MICHAEL KELLY

The Woods

 

MICHAEL KELLY WAS BORN in Charlottetown, Prince Edward Island, Canada. He currently resides near Toronto.

A rising star of Canadian horror, he is the author of two short story collections, Scratching the Surface, and Undertow and Other Laments; and co-author of a novel, Ouroboros. Apparitions, an anthology he edited and published under his own literary imprint, Undertow Publications, was nominated for a Shirley Jackson Award.

About the first of two stories he has in this volume, the author reveals: “‘The Woods’ was written for an anthology seeking regional horror and ghost stories.

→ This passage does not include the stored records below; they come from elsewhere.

PR #718, opened 2021-02-03
Rewrite TextButton in Kotlin and center content.

nielsvanvelzen:
I don't really use this feature but when I looked at the text alignment I wanted to fix it.

**Changes**
Rewrite of TextButton in Kotlin and fixes the centering of the text. The button is only used in the JumpList that helps navigating in the browsing view.

**Before**
image

**After**
image

**Issues**


MrChip53 (approved):

app/src/main/java/org/jellyfin/androidtv/ui/TextButton.kt
```diff
@@ -0,0 +1,39 @@
...
+	listener: OnClickListener?
+) : AppCompatButton(context) {
+	init {
+		// Set box size
+		layoutParams = Utils.convertDpToPixel(context, size).let { pixels ->
+			ViewGroup.LayoutParams(pixels * 2 + 15, pixels + 40)
+		}
+
+		setBackgroundColor(0)
+		textSize = size
```
thornbill, line 28: It looks like the old code had a check that would set `size` to 16 if it was 0. Maybe we should continue to default that?

thornbill (changes requested):

app/src/main/java/org/jellyfin/androidtv/ui/TextButton.kt
nielsvanvelzen: I looked at the call sides and it never passes `0` so I removed that check.

thornbill (approved):

PR #721, opened 2021-02-03
Remove audio behavior warning

nielsvanvelzen:
**Changes**
Removed the warning to enable audio downmixing in the home screen. It only appeared once for new installs. In the future we should auto-detect capabilities (with the playback rewrite) so users don't need to do anything, for now going to the preferences and changing the behavior enum is the way to go.

**Issues**


nielsvanvelzen:
I kept the strings because I don't want to break weblate

MrChip53 (approved):

thornbill:
You should be able to remove the English strings and the weblate should clean up the translations.

nielsvanvelzen:
I've removed the strings that became unused from my changes, using the "unused resources" inspection in Android Studio tells me we have a lot more unused resources, we should clean those before releasing 0.12.

MrChip53 (approved):

thornbill (approved):

PR #725, opened 2021-02-07
Fix next up bug

MrChip53:
**Changes**
Fixes the next up bug, also a NPE with the ends at text

**Issues**

### DIFF
--- a/app/src/main/java/org/jellyfin/androidtv/ui/playback/PlaybackController.java
+++ b/app/src/main/java/org/jellyfin/androidtv/ui/playback/PlaybackController.java
@@ -122,6 +122,14 @@ public class PlaybackController {
         useVlc = userPreferences.getValue().get(UserPreferences.Companion.getVideoPlayer()) == PreferredVideoPlayer.VLC;
     }
 
+    public void clearFragment() {
+        mFragment = null;
+    }
+
+    public boolean hasFragment() {
+        return mFragment != null ? true : false;
+    }
+
     public void init(VideoManager mgr) {
         mVideoManager = mgr;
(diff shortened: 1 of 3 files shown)


app/src/main/java/org/jellyfin/androidtv/ui/playback/PlaybackController.java
```diff
@@ -122,6 +122,14 @@ public PlaybackController(List<BaseItemDto> items, IPlaybackOverlayFragment frag
         useVlc = userPreferences.getValue().get(UserPreferences.Companion.getVideoPlayer()) == PreferredVideoPlayer.VLC;
     }
 
+    public void clearFragment() {
+        mFragment = null;
```
nielsvanvelzen, line 126: Is this meant to "destroy" the fragment? Because if that's the case you need to destroy it via the fragmentmanager, otherwise the fragment will still be bound to the activity and cause memory issues.

nielsvanvelzen (approved):
Next up still works the same for me so I guess it's fine!

app/src/main/java/org/jellyfin/androidtv/ui/playback/PlaybackController.java
MrChip53: Kind of. I mean it was supposed to but it didn't so I added the `hasFragment` function so we only run the `onDestroy` code if we haven't cleared the fragment. The fragment is still getting destroyed though beacause it's onDestroy function is still getting called. It's just getting called after we want it to. I was going to look for a better way to do all this but then figured we will rewrite it eventually AND this guarantees things are done when we want them to be.

PR #728, opened 2021-02-08
Refresh servers so restart isn't required

MrChip53:
**Changes**
Manually refresh servers when ListServerFragment is focused

**Issues**

### DIFF
--- a/app/src/main/java/org/jellyfin/androidtv/ui/shared/IFocusListener.kt
+++ b/app/src/main/java/org/jellyfin/androidtv/ui/shared/IFocusListener.kt
@@ -1,0 +1,5 @@
+package org.jellyfin.androidtv.ui.shared
+
+interface IFocusListener {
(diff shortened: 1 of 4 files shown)


nielsvanvelzen (changes requested):
I understand your thinking but this is _not_ how it should work when using LiveData. What we should do is always mutate the server storage via the repository, and when a mutation happens update the livedata automatically. Any existing observers will then trigger and update the UI automatically.

The reason it doesn't work like that right now is because I made some mistakes. I'm already working on some UI changes (the ones I shared on Matrix) and with those some modifications need to happen in the repository that actually makes it easier to work with the LiveData as intended, since we don't need to merge multiple flows into one.

I'd recommend reading a bit about Google's recommended Android architecture to understand it better as I'm not too good in explaining it :p

- https://developer.android.com/jetpack/guide
- https://developer.android.com/topic/libraries/architecture/livedata
- https://developer.android.com/topic/libraries/architecture/

PR #741, opened 2021-02-26
Add the ability to hide watched/unwatched indicators on cards

linetrimmer:
**Changes**

Adds the option 'Show watched indicators' to Settings with the following choices:
- 'Always': behaves like it does now
- 'Hide unwatched count': hides the unwatched episode count from cards, keeps the watched check mark
- 'On episodes only': hides the unwatched episode count from cards, hides the watched check mark unless the item is an episode
- 'Never': hides the unwatched episode count and the watched check mark on all items


thornbill:
There are conflicts in the strings file now. :smile:

linetrimmer:
Should be good now!

app/src/main/java/org/jellyfin/androidtv/ui/presentation/CardPresenter.java
```diff
@@ -191,7 +192,18 @@ public void setItem(BaseRowItem m, String imageType, int lHeight, int pHeight, i
...
+                                if (itemDto.getBaseItemType() == BaseItemType.Episode) {
+                                    mCardView.setUnwatchedCount(0);
+                                }
+                                else {
+                                    mCardView.setUnwatchedCount(-1);
+                                }
+                            }
+                            else {
+                                mCardView.setUnwatchedCount(0);
+                            }
```
nielsvanvelzen, line 206:
```suggestion
                            if (showIndicator == WatchedIndicatorBehavior.EPISODES_ONLY && itemDto.getBaseItemType() != BaseItemType.Episode) {
                                    mCardView.setUnwatchedCount(-1);
                             } else {
                                    mCardView.setUnwatchedCount(0);
                             }
```

Could be simplified to something like this

app/src/main/java/org/jellyfin/androidtv/ui/presentation/MyImageCardView.java
```diff
@@ -230,15 +234,26 @@ public void clearBanner() {
     }
 
     public void setUnwatchedCount(int count) {
+        WatchedIndicatorBehavior showIndicator = get(UserPreferences.class).get(UserPreferences.Companion.getWatchedIndicatorBehavior());
```
nielsvanvelzen, line 237: I'd rather keep this class "dumb" and not lookup settings in here, would be better to add that logic to the calling side.

nielsvanvelzen (changes requested):

app/src/main/res/values/strings.xml
```diff
@@ -461,4 +461,7 @@
     <string name="login_help_title">Need help?</string>
     <string name="login_help_description">Jellyfin requires a server to connect with. Visit our documentation at docs.jellyfin.org to get started with Jellyfin.</string>
     <string name="connect_title">Connect</string>
-</resources>
+    <string name="pref_watched_indicator">Show watched indicators</string>
+    <string name="lbl_hide_unwatched_count">Hide unwatched count</string>
+    <string name="lbl_episode_marks">On episodes only</string>
+</resources>
```
thornbill, line 467: You lost the trailing newline here.

thornbill (approved):

PR #743, opened 2021-02-27
Remove more code from BaseActivity

nielsvanvelzen:
BaseActivity bad

**Changes**
- Migrate more activities to use FragmentActivity instead of BaseActivity
- Remove a bunch of code from BaseActivity
  - Moved the "currentActivity" trash to a callback, still deprecated and should not be used though
- Removed the "onSearchRequested" function
  - Not sure if it was even used anywhere, replaced with a search intent filter for now
- Fixed a few small issues with refreshing rows after I changed all of the above

**Issues**

### DIFF
--- a/app/src/main/java/org/jellyfin/androidtv/ui/browsing/StdBrowseFragment.java
+++ b/app/src/main/java/org/jellyfin/androidtv/ui/browsing/StdBrowseFragment.java
@@ -126,7 +126,7 @@ public class StdBrowseFragment extends BrowseSupportFragment implements IRowLoad
         new Handler().postDelayed(new Runnable() {
             @Override
             public void run() {
-                if (mActivity != null && mActivity.isFinishing()) return;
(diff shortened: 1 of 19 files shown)


app/src/main/java/org/jellyfin/androidtv/ui/browsing/StdBrowseFragment.java
```diff
@@ -126,10 +126,10 @@ protected void refreshRows() {
         new Handler().postDelayed(new Runnable() {
             @Override
             public void run() {
-                if (mActivity.isFinishing()) return;
+                if (mActivity != null && mActivity.isFinishing()) return;
```
thornbill, line 129: This should probably be `mActivity == null || mActivity.isFinishing()` to avoid NPEs.

thornbill (changes requested):

thornbill (approved):

PR #759, opened 2021-03-08
Fix EnhancedBrowseFragment crash

nielsvanvelzen:
The fragment uses the messaging trash in BaseActivity.

**Changes**
- Add check in EnhancedBrowseFragment if the parent activity is a BaseActivity
- Use BaseActivity for all activities (indirectly) using the EnhancedBrowseFragment

**Issues**

### DIFF
--- a/app/src/main/java/org/jellyfin/androidtv/ui/browsing/EnhancedBrowseFragment.java
+++ b/app/src/main/java/org/jellyfin/androidtv/ui/browsing/EnhancedBrowseFragment.java
@@ -14,6 +14,7 @@ import android.widget.Toast;
 
 import androidx.annotation.Nullable;
 import androidx.fragment.app.Fragment;
+import androidx.fragment.app.FragmentActivity;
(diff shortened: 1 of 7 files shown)


app/src/main/java/org/jellyfin/androidtv/ui/browsing/EnhancedBrowseFragment.java
```diff
@@ -65,7 +66,7 @@
 import static org.koin.java.KoinJavaComponent.inject;
 
 public class EnhancedBrowseFragment extends Fragment implements IRowLoader {
-    BaseActivity mActivity;
+    FragmentActivity mActivity;
```
thornbill, line 69: Do you want to add a scope here to appease Codacy?

nielsvanvelzen: Added it to all properties

thornbill (approved):

PR #761, opened 2021-03-10
Fix semitransparent row headers

thornbill:
**Changes**
Removes the 50% transparency from row headers

**Issues**
N/A

### DIFF
--- a/app/src/main/java/org/jellyfin/androidtv/ui/presentation/CustomRowHeaderPresenter.kt
+++ b/app/src/main/java/org/jellyfin/androidtv/ui/presentation/CustomRowHeaderPresenter.kt
@@ -3,7 +3,7 @@ package org.jellyfin.androidtv.ui.presentation
 import androidx.leanback.widget.RowHeaderPresenter
 
 class CustomRowHeaderPresenter : RowHeaderPresenter() {
-	override fun onSelectLevelChanged(holder: ViewHolder?) {
+	override fun onSelectLevelChanged(holder: ViewHolder) {
 		// Do nothing - this keeps headers opaque
 	}
 }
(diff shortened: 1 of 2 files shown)


app/src/main/java/org/jellyfin/androidtv/ui/presentation/CustomRowHeaderPresenter.kt
```diff
@@ -0,0 +1,9 @@
+package org.jellyfin.androidtv.ui.presentation
+
+import androidx.leanback.widget.RowHeaderPresenter
+
+class CustomRowHeaderPresenter : RowHeaderPresenter() {
+	override fun onSelectLevelChanged(holder: ViewHolder?) {
```
nielsvanvelzen, line 6:
```suggestion
	override fun onSelectLevelChanged(holder: ViewHolder) {
```

I'm quite sure the parameter is not-null. Documentation doesn't explicitly state it though.
https://developer.android.com/reference/androidx/leanback/widget/RowHeaderPresenter#onSelectLevelChanged(androidx.leanback.widget.RowHeaderPresenter.ViewHolder)

nielsvanvelzen (changes requested):

app/src/main/java/org/jellyfin/androidtv/ui/presentation/CustomRowHeaderPresenter.kt
thornbill: 👍 okay. I just went with whatever autocomplete added lol.

nielsvanvelzen: Autocomplete almost always makes it nullable so it's good to double check

nielsvanvelzen (approved):

PR #767, opened 2021-03-12
Add new autologin preferences

nielsvanvelzen:
**Changes**

- Merge the current "manage servers" screen and the "authentication category" to a single screen
  - Can be opened from the both the settings screen and startup activity
- Remove old authentication preferences
  - Includes a migration that wouldn't work now 
  - Includes their preferences UI
- Added new authentication preferences, in a separate class "AuthenticationPreferences"
  - Consists of two pairs (behavior+userid) for auto-login and service-user
- Created new dsl to easily add user-pickers
- Used new user picker dsl to implement new authentication preferences ui

This PR **does not** implement the actual auto-signin. It only provides the new preferences.

**TODO**

There are two things I'd like to get feedback on before this PR is "ready":

- ~~Sorting - Right now the servers/users shown in the UserPicker are not sorted. This also doesn't happen in the server management preferences. I'm not sure if we should sort both by last use (just like the  startup activity)~~
- Strings - I think some of the text could be improved

**Issues**

Part of #612


nielsvanvelzen:
> For strings, I don't understand what a Service User is for

This is how the preferences look right now, does it explain the service user enough for you?

image image

PrplHaz4:
> 
> 
> > For strings, I don't understand what a Service User is for
> 
> This is how the preferences look right now, does it explain the service user enough for you?
> 

It doesn't but I was actually going to guess it should be the most recent user.  Sorry for the string of questions, don't feel obligated to answer, I'll use the app either way :)

Why wouldn't the logged in user be used for system integrations?  Does the app need to be able to search the Jellyfin library before someone logs in?  Is the pick list populated by users that have previously logged in?  Once someone is logged in, shouldn't all operations be performed as that user?

nielsvanvelzen:
The system integrations are active when the app isn't. For example; when you search in Android TV or when the "next up" row in leanback updates. This is what the service user will be used for. A sane default is to always use the last active user for that but I can imagine some users not wanting that so they could entirely disable it or select a specific user.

I’d just read Hemingway’s ‘Hills Like White Elephant’s’. Now, in no way am I comparing myself to Hemingway but I wanted to write a similarly brief tale, with only two main characters, and where the horror was off-stage. As well, the setting had to be distinctly Canadian. What, I thought, could be more Canadian than the frozen north and allusions to mythical beasts?”

IT HAD BEEN SNOWING FOR DAYS. Icy needles of teeth tumbled from the ash-flecked sky, clotted the woods. The thick shroud of snow shifted, moved with the weeping wind, pushed against a cabin. A bug-bright snowmobile rested near a leaning woodshed like some alien invader, its engine cooling, ticking, though the two men inside the cabin could not hear this. They could hear nothing of the outside world but the wind and its ceaseless winter lament.

Inside, logs crackled and smouldered in a fireplace. A black cast-iron pot hung above the small fire, suspended from a metal rod attached to stanchions. A spicy tang permeated the cabin.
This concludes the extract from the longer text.